# Euro crisis



## cokoliso (Oct 23, 2010)

Will anything happen in Portugal with the euro crisis that is affecting the Eurozone?


----------



## andyp65 (Sep 22, 2009)

It is difficult to say with any real certainty, on the positive side the austerity measures that the government here have put in place seem to be working although hitting some parts of the population quite hard but they are on track to beat the targets set for them for the last bailout, it does seem more and more likely that we will lose at least 1 country this year from the Euro, unfortunately at the moment all we can do is sit back and wait to see if the politicians can agree on a plan and start moving forward until that point everything is in the air.


----------



## samir kumar ghosh (Dec 8, 2011)

Don't know what is cooking inside euro zone or usa.

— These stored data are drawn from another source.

PR #394, opened 2021-01-13
add link to google drive folder (#349)

rawxfish:
- Look for a folder in the folder given by env variable called "FOLDER FOR HUMANS". Create it if it does not exist
- Add an url redirect to human folder. This is hunt specific since we'll eventually want it that way anyways.
- add button on hunt page:

image


erwa (commented):
Could the human drive folder just be a folder under the `GOOGLE_DRIVE_HUNT_FOLDER_ID` that's automatically created by Small Board? Just trying to avoid adding another config if not necessary. This way, when setting up a new hunt instance, you just need to configure a single Google Drive folder, and if permissions are set properly on that, they should propagate to subfolders and files. Adding another folder id increases the likelihood we forget to configure it and of having misconfigured permissions. Not a huge issue to have two drive ids but this just seems like something that could be consolidated.

erwa (commented):
Ignore my previous comment; I didn't look at your code closely enough. It seems you are just specifying the name of the human folder and creating it under the Drive folder.

smallboard/settings.py
```diff
@@ -233,16 +233,21 @@
...
     )
     logger.info(
         "Whitelisted emails: " + str(SOCIAL_AUTH_GOOGLE_OAUTH2_WHITELISTED_EMAILS)
     )
+    GOOGLE_HUMAN_DRIVE_HUNT_FOLDER_URL = ""
+    GOOGLE_HUMAN_DRIVE_HUNT_FOLDER_URL = sync_task.get_human_drive_folder(
+        GOOGLE_DRIVE_HUNT_FOLDER_ID
+    )
 else:
+    GOOGLE_HUMAN_DRIVE_HUNT_FOLDER_URL = ""
```
erwa, line 250: Instead of repeating `GOOGLE_HUMAN_DRIVE_HUNT_FOLDER_URL = ""`, can just initialize before the `if GOOGLE_API_AUTHN_INFO is not None` and remove it from the if and else blocks.

erwa (approved):
Looks good to me. Minor style comment.

hunts/src/huntSlice.js
```diff
@@ -17,6 +17,7 @@ export const huntSlice = createSlice({
     [fetchHunt.fulfilled]: (state, action) => {
       state.id = action.payload.id;
       state.name = action.payload.name;
+      state.has_drive = action.payload.has_drive;
```
rgossiaux, line 20: Should add this to initialState I think.

package.json
```diff
@@ -35,6 +35,7 @@
     "react-dom": "^17.0.1",
     "react-redux": "^7.2.2",
     "react-table": "^7.6.2",
+    "react-tooltip": "^4.2.11",
```
rgossiaux, line 38: This works too but I think I have some small preference for using the tooltips in react-boostrap since we're using that for our other UI components: https://react-bootstrap.github.io/components/overlays/#tooltips

rgossiaux (commented):
Thank you for adding this!!

google_api_lib/sync_task.py
```diff
@@ -0,0 +1,61 @@
+from .utils import GoogleApiClientTask
+from celery import shared_task
+import logging
+
```
asdfryan, line 4: Rename to sync_tasks.py for convention?

rawxfish:
now it look like this

image

yarn.lock
```diff
@@ -2640,6 +2640,14 @@ react-table@^7.6.2:
   resolved "https://registry.yarnpkg.com/react-table/-/react-table-7.6.2.tgz#b60932fa6d457c2bca0da49815cd6a8fe9451f77"
   integrity sha512-urwNZTieb+xg/+BITUIrqdH5jZfJlw7rKVAAq25iXpBPwbQojLCEKJuGycLbVwn8fzU+Ovly3y8HHNaLNrPCvQ==
 
+react-tooltip@^4.2.11:
```
rgossiaux, line 2643: Remove this? Looks like you're not touching package.json any more so you can undo your changes here too

PR #395, opened 2021-01-13
Prevent stale fetches from overwriting changes

### LINKED ISSUE #328: Prevent concurrent API call stale data bugs
Sometimes you can add a puzzle and then have it immediately disappear, or delete it and have it immediately reappear, etc. when the following sequence happens:

1) We begin fetching an update for all the puzzles
2) You make an API call and it succeeds.
3) The fetch finishes and returns.

Then the change you made in step 2 is overridden with the stale data returned in 3.

Two ways of making this better:

* The faster we can make fetching puzzles, the less often it'll happen.
* We can cancel/ignore stale requests if we make another one in the interim. The pending/fulfilled/rejected redux actions should make this manageable.

rgossiaux:
Fixes #328.

Thought about trying to retry the fetch but since we fetch every several
seconds anyway it didn't seem necessary (plus it could bunch up several
at once which could be undesirable).

### DIFF
--- a/hunts/src/puzzlesSlice.js
+++ b/hunts/src/puzzlesSlice.js
@@ -25,9 +25,10 @@ export const deletePuzzle = createAsyncThunk(
 
 export const fetchPuzzles = createAsyncThunk(
   "puzzles/fetchPuzzles",
-  async (huntId) => {
+  async (huntId, { getState }) => {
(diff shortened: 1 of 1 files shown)


erwa (approved):
Nice, a timestamp seems like a good way of always using the latest fetch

The World Economy became victim for this crisis.


----------



## siobhanwf (Mar 20, 2009)

andyp65 said:


> It is difficult to say with any real certainty, on the positive side the austerity measures that the government here have put in place seem to be working although hitting some parts of the population quite hard but they are on track to beat the targets set for them for the last bailout, it does seem more and more likely that we will lose at least 1 country this year from the Euro, unfortunately at the moment all we can do is sit back and wait to see if the politicians can agree on a plan and start moving forward until that point everything is in the air.



Totally agrre Andyp. Without a magic crystal ball everything is just speculation


----------